Marktkommentar: Weniger Gewinn bei europäischen Aktien
Die Hitzewelle und die Dürre in Europa könnten die Energiekrise verschärfen: Die sinkenden Wasserstände der Flüsse gefährden nicht nur die Stromerzeugung in Spanien und Italien sowie die Kühlung französischer Kernkraftwerke, sondern auch die Verschiffung von Kohle in Deutschland. Gleichzeitig droht der Energiekonflikt zwischen Europa und Russland weiter zu eskalieren. Sowohl die Inflationsüberraschungen als auch die Inflationserwartungen scheinen dagegen an Momentum zu verlieren und die Inflationsdynamik dürfte in den kommenden Monaten nachlassen, so heißt es in einem Marktkommentar des Asset Managers Candriam.
Das zeige auch die Reaktion der Märkte auf den US-Verbraucherpreisindex, der im Juni auf 9,1 Prozent geklettert war. Die Glaubwürdigkeit der Zentralbanken bei der Bekämpfung der Inflation sowie die Sorgen um das Wirtschaftswachstum lassen die Anleiherenditen sinken und Candriam geht davon aus, dass dies auch in den USA der Fall sein wird: Die Wirtschaftsdaten überraschten nun negativ, Laufzeitinvestments durchschritten allem Anschein nach eine Talsohle und ein neuer Energieschock und ein anhaltend starker Arbeitsmarkt stellten ebenfalls Risiken dar. Candriams Haltung gegenüber Aktien bleibe bisher neutral, und die jüngsten Markttrends bestätigten die Einschätzung, dass die Preisspannen „fett und flach“ und die Märkte „breit und volatil“ werden.
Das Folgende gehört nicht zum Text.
PR #325, opened 2020-08-17
Specify optional and named parameters

### LINKED ISSUE #320: Named arguments and especially named optional arguments
This is a special case of #92.

Non-named boolean parameters are kind of a pain. Consider HTML's [obtain a worker/worklet agent](https://html.spec.whatwg.org/#obtaining-a-worker/worklet-agent). Call sites for it look like:

> Return the result of obtaining a worker/worklet agent given _outside settings_, _isShared_, and true.

You have to go refer to the algorithm to find out what the true is. (It's "can block".) This is kind of bad, and [is discouraged in programming languages](https://ariya.io/2011/08/hall-of-api-shame-boolean-trap). Perhaps worse, you might think that the second argument is about being shared or not, but really what's happening is that we're passing in the value of _isShared_ for the _isTopLevel_ parameter to the original algorithm. The fact that the second argument is about top-levelness is totally lost.

I can imagine a variety of solutions:

0. Do nothing, and continue without named parameters.

1. Define a struct, e.g. containing "is top level" and "can block", and require callers to construct such a struct. Example: [navigation params](https://html.spec.whatwg.org/#navigation-params). This is not great; it's heavyweight for the caller, and feels like an abuse of structs.

2. Pass an Infra map. E.g. "Return the result of obtaining a worker/worklet agent given _outside settings_, «[ "is top level" → _isShared_, "can block" → true ]»." This is unprecedented, and feels like a bit of an abuse of maps, but maybe OK?

3. Define a new pattern for named parameters. For example:

	> To **obtain a worker/worklet agent**, given an environment settings object or null _outside settings_, a boolean **is top level**, and a boolean **can block**:
	> 1. Let _agentCluster_ be null.
	> 2. If [is top level] is true, then set _agentCluster_ to a new [agent cluster].
	> 3. ...
	>
	> and later someone uses it:
	>> ... return the result of [obtaining a worker/worklet agent] given _outside settings_, [is top level] set to _isShared_, and [can block] set to true.

	(here using bold to denote what would be `<dfn>`s, and brackets to denote what would be `<a>`s.)
	
	What I mildly dislike about this is that we no longer have variable names for some of our arguments; instead we refer to some of them with links. That's a bit weird. Maybe there's a fix?

What do people think of these?

----

This problem becomes more urgent when you want to have optional named parameters. HTML's [navigate](https://html.spec.whatwg.org/#navigate) already has one ("exceptions enabled flag"), and would benefit from at least two more, in its current formulation: replacement enabled (boolean), and navigation type ("form-submission" or "other"). Optionality seems important here; it would be very nice if we didn't have to pass "other" every time we had a non-form-submission navigation.

Of the above solutions, most of them work pretty well with optional named parameters. (1) could define defaults in its struct definition. (2) and (3) would involve some work in the algorithm to say something about if the map entry doesn't exist/the argument wasn't passed, then pick a default.

There is one other solution for this particular problem, though, which might be worth keeping in mind: define wrapper algorithms. So for example, we could define "internal navigate" which takes a non-optional navigation type, and then define "navigate" which calls "internal navigate" with navigation type of "other", and "form navigate" which calls "internal navigate" with navigation type of "form-submission". This might be a good thing, e.g. "form navigate" might never use replacement enabled or exceptions enabled. But in the general case it might be a bad thing; if all parameters are independent, then this leads to a combinatorial explosion of wrapper algorithms (imagine "form-replacement-with-exceptions navigate" vs. "form-replacement navigate" vs. "form navigate" vs. "form-with-exceptions navigate").

---

Anyway, it'd be good to straighten this out, as we start tidying up navigation in HTML.

domenic:
Closes #320.

***
<a href="https://whatpr.org/infra/325.html" title="Last updated on Oct 7, 2020, 6:28 PM UTC (a48ddfa)">Preview</a> | <a href="https://whatpr.org/infra/325/d91d797...a48ddfa.html" title="Last updated on Oct 7, 2020, 6:28 PM UTC (a48ddfa)">Diff</a>

### DIFF
--- a/infra.bs
+++ b/infra.bs
@@ -239,7 +239,7 @@ as well as the single algorithm would. Therefore performance is best left as a f
 over.
 
 
-<h3 id=declaration>Declaration</h3>
+<h3 id=algorithm-declaration>Declaration</h3>
 
 <p>Algorithm names are usually verb phrases, but sometimes are given names that emphasize their
 standalone existence, so that standards and readers can refer to the algorithm more idiomatically.
@@ -255,7 +255,8 @@ resolution algorithm".
 following steps. They return a [return type].</p>
 
 <p>(For non-verb phrase algorithm names, use "To perform the
-<dfn ignore>[algorithm name]</dfn>&hellip;".)
+<dfn ignore>[algorithm name]</dfn>&hellip;". See also [[#algorithm-params]] for more complicated
+parameter-declaration forms.)
 
 <p class=example id=example-algorithm-declaration>To <dfn ignore>parse an awesome format</dfn> given
 a [=byte sequence=] <var ignore>bytes</var>, perform the following steps. They return a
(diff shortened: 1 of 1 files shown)


infra.bs
```diff
@@ -282,8 +283,106 @@ a simple wrapper around another one.)
...
+<p class=note>Note how within the algorithm steps, the argument value is not linked to the parameter
+declaration; it remains just a variable reference. Linking to the parameter declaration is done only
+at the call sites.
+
+<p>Non-optional named parameters may also be used, using the same convention of marking them up as
+both variables and definitions, and linking to them from call sites. However, one should default to
+making non-optional parameters positional, for simplicity and uniformity. Non-optional named
+parameters should only be used when they significantly improve clarity, and even then it might be
+worth considering whether the algorithm would benefit from packaging up the related values into a
+<a>struct</a> instead.
```
annevk, line 385: What justifies allowing this from the get-go?

infra.bs
```diff
@@ -282,8 +283,106 @@ a simple wrapper around another one.)
...
+
+  <li><a href=#example-navigate-algo-named>Navigate</a> to <var ignore>resource</var> with
+  <a href=#example-navigate-algo-exceptionsEnabled><var ignore>exceptionsEnabled</var></a> set to
+  true.
+
+  <li><a href=#example-navigate-algo-named>Navigate</a> to <var ignore>resource</var> with
+  <a href=#example-navigate-algo-navigationType><var ignore>navigationType</var></a> set to
+  "<code>form submission</code>" and
+  <a href=#example-navigate-algo-exceptionsEnabled><var ignore>exceptionsEnabled</var></a> set to
+  true.
```
jakearchibald, line 372: If booleans default to false, should referencing them here set them to true? It seems to read well:

Navigate to resource with exceptionsEnabled.

infra.bs
```diff
@@ -282,8 +283,106 @@ a simple wrapper around another one.)
...
+ <p>Call sites to the previous example's algorithm would look like one of:
+
+ <ul class=brief>
+  <li><a href=#example-navigate-algo-positional>Navigate</a> to <var ignore>resource</var>.
+
+  <li><a href=#example-navigate-algo-positional>Navigate</a> to <var ignore>resource</var> with
+  "<code>form submission</code>".
+
+  <li><a href=#example-navigate-algo-positional>Navigate</a> to <var ignore>resource</var> with
+  "<code>form submission</code>" and true.
```
jakearchibald, line 328: Feels like we should call out positional booleans as bad practice.

infra.bs
annevk: Oh that's interesting. We should perhaps also allow/require omitting "(default false)" for booleans and basically have built-in support for that type, or is that too much?

infra.bs
annevk: If we really want to do that I guess that would further argue for special casing booleans in some ways.

infra.bs
domenic: I'd rather not special-case booleans in that way.

infra.bs
domenic: See the opening of #320.

infra.bs
domenic: Yeah, I dunno, it's OK-ish especially since it's all hypertext, but I agree generally it's not going to be a good time, and you probably want your booleans to be named.

infra.bs
annevk: I guess the question I have is why we'd still require the argument in those cases. (And to me it seems to again argue to special case booleans.)

domenic: I think the "obtain a worker/worklet agent" case, specifically, is a good example of why we'd want to require the argument. isTopLevel and canBlock don't have obvious defaults; making them optional seems like a bad idea to me.

infra.bs
domenic: In particular the benefit of "(default false)" is that it's obvious what the default is. And with "exceptionsEnabled set to true", it's obvious what the value of exceptionsEnabled is.

If you remove either of those, then the reader needs to know the Infra special-casing rules pretty intimately, otherwise they're left confused. "Why did this call site not pass exceptionsEnabled? Unlike navigationType, it has no default, so how is that possible?" "This call site said with exceptionsEnabled, but what is exceptionsEnabled actually set to? Are they trying to reference a nearby exceptionsEnabled variable's value?"

infra.bs
annevk: If all booleans always default to false I don't see why there would be confusion.

infra.bs
annevk: Yeah, I guess it's reasonable to require it for that reason, but we could require it to always be "(default false)" and forbid "(default true)".

infra.bs
domenic: I don't think it's correct to default those to false. Defaults should be used when the call sites overwhelmingly prefer the default, and you want to explicitly call out the non-default case. That's not true for "obtain a worker/worklet agent"; there's no obvious default to choose for those two booleans.

infra.bs
domenic: I'd be on board with that particular special-casing :).

infra.bs
annevk: It seems based on the discussion we should change this too, right? To only have examples with recommended practice.

domenic: Maybe. I'm unsure because it's part of the "narrative flow" of the section: it shows the algorithm evolving from unclear and inflexible optional positional arguments, to clear and flexible optional named arguments.

We could instead specifically explain that not only is this non-ideal because of the ordering restrictions, but also because of the presence of non-named boolean parameters?

annevk: Yeah that sounds good to me. I suspect that would work for @jyasskin too.

domenic: Done.

infra.bs
```diff
@@ -282,8 +283,117 @@ a simple wrapper around another one.)
...
+</div>
+
+<p class=note>Note how within the algorithm steps, the argument value is not linked to the parameter
+declaration; it remains just a variable reference. Linking to the parameter declaration is done only
+at the call sites.
+
+<p>Non-optional named parameters may also be used, using the same convention of marking them up as
+both variables and definitions, and linking to them from call sites. However, one should default to
+making non-optional parameters positional, for simplicity and uniformity. Non-optional named
+parameters should only be used when they significantly improve clarity, and even then it might be
```
jyasskin, line 388: FWIW, I think `Call foo with 3` and `Call foo with "navigate"` are not much better than `Call foo with false`, and Infra should encourage people to name those non-optional parameters. Perhaps:

```suggestion
<p>Non-optional parameters may also be named, using the same convention of marking them up as
both variables and definitions, and linking to them from call sites. Do this when it improves
clarity at call sites. It is also
```

infra.bs
jyasskin: Yep, thanks. Note that this example-of-things-we-don't-want-people-to-do winds up looking the same as all the other examples-of-things-to-do. Vanilla bikeshed supports a `heading="Bad Example"` attribute to make it a little clearer, but that attribute doesn't work with the [WHATWG style sheet](https://resources.whatwg.org/spec.css)'s `.example::before { content: 'Example'; }` rule.

domenic:
So, this has been sitting for a while. I'd like to get it landed. Outstanding feedback:

- @jyasskin's preference toward more named parameters, or at least against the current PR's avoidance of them, expressed in comments immediately above. I'm on the fence here. I like the idea of Infra giving guidance, but since this seems controversial, maybe Infra should be more neutral, and leave this up to editor preference.

- @jakearchibald's feedback in https://github.com/whatwg/infra/issues/320#issuecomment-692785334 that we shouldn't use `<var>` at call sites. Although I recognize the logic of his position, it feels a bit icky to have camelCased things that aren't `<var>`, and to have the typography at the call site mismatch the definition site. So I'm weakly for the PR as-is.

@annevk, any thoughts? And if anyone wants to chime with their perspective on the above, feel free to do so.

annevk:
I think encouraging naming for optional arguments is reasonable, but I'm okay with not endorsing anything for now, especially as there is no tooling support either.

We could use `<i>` at the call site instead of `<var>`.

jakearchibald:
With `<var>` you have to work around it not-really-being-a-var with `<var ignore>`. With `<i>` you don't need to work around it, so it gets my vote.

domenic:
Alright, this might be ready to go then!

jyasskin (approved):
Thanks!

annevk (approved):

PR #338, opened 2020-10-01
More JSON algorithms

### LINKED ISSUE #336: Serialize Infra values to JSON bytes
We have https://infra.spec.whatwg.org/#serialize-json-to-bytes which takes JS values, but nothing that takes Infra values. This would be convenient in https://w3c.github.io/webdriver-bidi/, where we use Infra sets, and then want to serialize those and send as a WebSocket message.

domenic:
The first commit here fixes #336. The second is a followup to help the section be more uniform and useful. They're likely best reviewed separately.

***
<a href="https://whatpr.org/infra/338.html" title="Last updated on Oct 5, 2020, 4:03 PM UTC (821937b)">Preview</a> | <a href="https://whatpr.org/infra/338/782c714...821937b.html" title="Last updated on Oct 5, 2020, 4:03 PM UTC (821937b)">Diff</a>

### DIFF
--- a/infra.bs
+++ b/infra.bs
@@ -1427,55 +1427,81 @@ as 200/`<code>OK</code>`.
 <p class=note>The conventions used in the algorithms in this section are those of the JavaScript
 specification. [[!ECMA-262]]
 
-<p>To <dfn export>parse JSON from bytes</dfn> given <var>bytes</var>, run these steps:
+<p>To <dfn export lt="parse a JSON string to a JavaScript value|parsing a JSON string to a JavaScript value">parse a JSON string to a JavaScript value</dfn>,
+given a <a>string</a> |string|:
 
 <ol>
- <li><p>Let <var>jsonText</var> be the result of running <a>UTF-8 decode</a> on <var>bytes</var>.
- [[!ENCODING]]
-
- <li><p>Return ? <a abstract-op>Call</a>(<a>%JSON.parse%</a>, undefined, « <var>jsonText</var> »).
+ <li><p>Return ? [$Call$](<a>%JSON.parse%</a>, undefined, « |string| »).
 </ol>
 
-<p>To <dfn export>serialize JSON to bytes</dfn> a given JavaScript value <var>value</var>, run these
-steps:
+<p>To <dfn export lt="parse JSON bytes to a JavaScript value|parsing JSON bytes to a JavaScript value|parse JSON from bytes">parse JSON bytes to a JavaScript value</dfn>,
+given a <a>byte sequence</a> |bytes|:
+
+<ol>
+ <li><p>Let |string| be the result of running <a>UTF-8 decode</a> on |bytes|. [[!ENCODING]]
+
+ <li><p>Return the result of <a>parsing a JSON string to a JavaScript value</a> given |string|.
+</ol>
+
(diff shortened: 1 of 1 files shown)


foolip (approved):

infra.bs
```diff
@@ -1427,55 +1427,81 @@ as 200/`<code>OK</code>`.
...
- [[!ENCODING]]
+ <li><p>Return ? [$Call$](<a>%JSON.parse%</a>, undefined, « |string| »).
+</ol>
+
+<p>To <dfn export lt="parse JSON bytes to a JavaScript value|parsing JSON bytes to a JavaScript value|parse JSON from bytes">parse JSON bytes to a JavaScript value</dfn>,
+given a <a>byte sequence</a> |bytes|:
 
- <li><p>Return ? <a abstract-op>Call</a>(<a>%JSON.parse%</a>, undefined, « <var>jsonText</var> »).
+<ol>
+ <li><p>Let |string| be the result of running <a>UTF-8 decode</a> on |bytes|. [[!ENCODING]]
```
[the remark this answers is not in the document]
domenic: Yeah, it looks like by default, the error mode is "replacement". You can use "UTF-8 decode without BOM or fail" to get actual errors.

infra.bs
```diff
@@ -1522,6 +1551,82 @@ given a JavaScript value <var>jsValue</var>:
...
+ |value|.
+
+ <li><p>Return the result of running <a>UTF-8 encode</a> on |string|. [[!ENCODING]]
+</ol>
+
+<p>To <dfn lt="convert an Infra value to a JSON-compatible JavaScript value|converting an Infra value to a JSON-compatible JavaScript value">convert an Infra value to a JSON-compatible JavaScript value</dfn>,
+given |value|:
+
+<ol>
+ <li><p>If |value| is a <a>string</a>, <a>boolean</a>, number, or null, return |value|.
```
andreubotella, line 1584: The remaining primitives are bytes and code points. Bytes, although defined in Infra as "a sequence of eight bits" (\**shudders*\*), are basically used everywhere as numbers, so they should be serialized as such. But should code points be serialized as a string?

andreubotella (commented):
I think it'd be better to have all Infra types be serializable, even if they don't round-trip.

domenic:
I think it's better not to stretch things so that bytes/code points/byte sequences/structs/maps-with-non-string-keys become serializable somehow. The goal isn't to provide a mapping between Infra and JSON. It's to allow you to set up specially-crafted Infra values, and turn them into JSON.

I'd be happy to revisit that if we had concrete use cases, but I suspect that people who are creating Infra values with an eye toward JSON serialization will just not use the unserializable types.

foolip:
For WebDriver BiDi we will indeed be crafting Infra values specifically to pass to this algorithm, we won't be passing in values that we also use for some other internal purpose.

andreubotella:
Fair enough. Since stacks, queues and sets are subsets of list, they could still be serialized, but that's probably not worth disallowing.

I've deleted the comments relating to serialization of further types above, leaving the typo fix.

infra.bs
```diff
@@ -1522,6 +1525,82 @@ given a JavaScript value <var>jsValue</var>:
...
```
annevk, line 1584: then return

PR #342, opened 2020-10-07
Editorial: avoid saying isolated surrogates

### LINKED ISSUE #341: Isolated Surrogates
In https://infra.spec.whatwg.org/#strings you write:

> Note: The replaced surrogates are always isolated surrogates, since the process of interpreting the string as containing code points will have converted surrogate pairs into scalar values. ...

This is not correct.  A counter example is a string composed of two surrogates:

U+D800 U+D800

They do not form a valid surrogate pair, as they are both from the low-surrogate range. Unicode demands the first being a low surrogate, the second a high-surrogate.  This is not the case here, they can never represent a Unicode codepoint.  In such a case you most likely want both be replaced with U+FFFD REPLACEMENT CHARACTER.  Obviously, the surrogates are NOT isolated.

Wolf Lammen

annevk:
Fixes #341.

@aphillips want to review?

***
<a href="https://whatpr.org/infra/342.html" title="Last updated on Jan 15, 2021, 7:48 AM UTC (074846c)">Preview</a> | <a href="https://whatpr.org/infra/342/d91d797...074846c.html" title="Last updated on Jan 15, 2021, 7:48 AM UTC (074846c)">Diff</a>

### DIFF
--- a/infra.bs
+++ b/infra.bs
@@ -712,8 +712,8 @@ refers exclusively to how the Unicode Standard defines it for Unicode 16-bit str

Insgesamt werde der Ausblick für Aktien jedoch immer negativer: Aufgrund der hohen Inflation und der Konjunkturabschwächung bestehe die Gefahr, dass Gewinne, Margen und letztlich auch Profite nach unten korrigiert werden müssten.
Der Hauptfaktor für die Aktienperformance blieben auch 2022 die realen Renditen. Zwar seien die Konsenserwartungen für den Gewinn je Aktie (EPS) weiterhin optimistisch und die Märkte rechneten nach wie vor mit einem hohen Wachstum. Dennoch sehe Candriam immer mehr Korrekturen, und der jüngste Rückgang der Aktienkurse deute darauf hin, dass das EPS-Wachstum nahe Null gehe und der aggregierte Einkaufsmanagerindex in den kommenden Monaten sinken dürfte. Als weiterer negativer Katalysator dürfte sich das Gewinnwachstum erweisen und zu sinkenden Bewertungen beitragen. Wie stark die negative Marktkorrektur ausfällt, werde vom Ausmaß der wirtschaftlichen Verlangsamung abhängen. Seien die Gewinnkorrekturen erst einmal in vollem Gange, werden laut Kommentar wahrscheinlich auch die Aktienmärkte ihren Tiefpunkt erreichen. Besonders Aktien aus der Eurozone dürften leiden. Ihr Risiko-Ertrags-Verhältnis sei aktuell sehr ungünstig: Die hohen europäischen Gaspreise dürften länger anhalten, und die Märkte erwarten langfristigere Störungen als unmittelbar nach der russischen Invasion in der Ukraine. Angesichts dessen hat Candriam die Aktien der Eurozone auf leicht negativ herabgestuft.
Bevor sich das Unternehmen für die nächste Zyklusphase positioniert – sei es eine sanfte oder harte Landung – behalte es eine weitgehend ausgewogene Allokation bei. Während Candriam bei Aktien neutral aufgestellt sei, aber mit einer Verschlechterung des Umfelds rechne, wurde bei festverzinslichen Engagements die Duration seit dem Frühjahr schrittweise erhöht und der Benchmark angeglichen. Dafür spreche die Erwartung, dass sich das Wachstum abschwäche, aber auch die Tatsache, dass die Inflationserwartungen hoch und die Zentralbanken bereit seien, die Geldpolitik zu straffen. (DFPA/mb1)
Candriam ist ein globaler Vermögensverwalter und Spezialist für nachhaltige Anlagen und Tochter von New York Life Investment Management (NYLIM). Das Candriam-Team aus rund 600 Experten verwaltet ein Vermögen von circa 150 Milliarden Euro. Das Unternehmen verfügt über Niederlassungen in Luxemburg, Brüssel, Paris und London, und betreut Kunden in über 20 Ländern auf vier Kontinenten.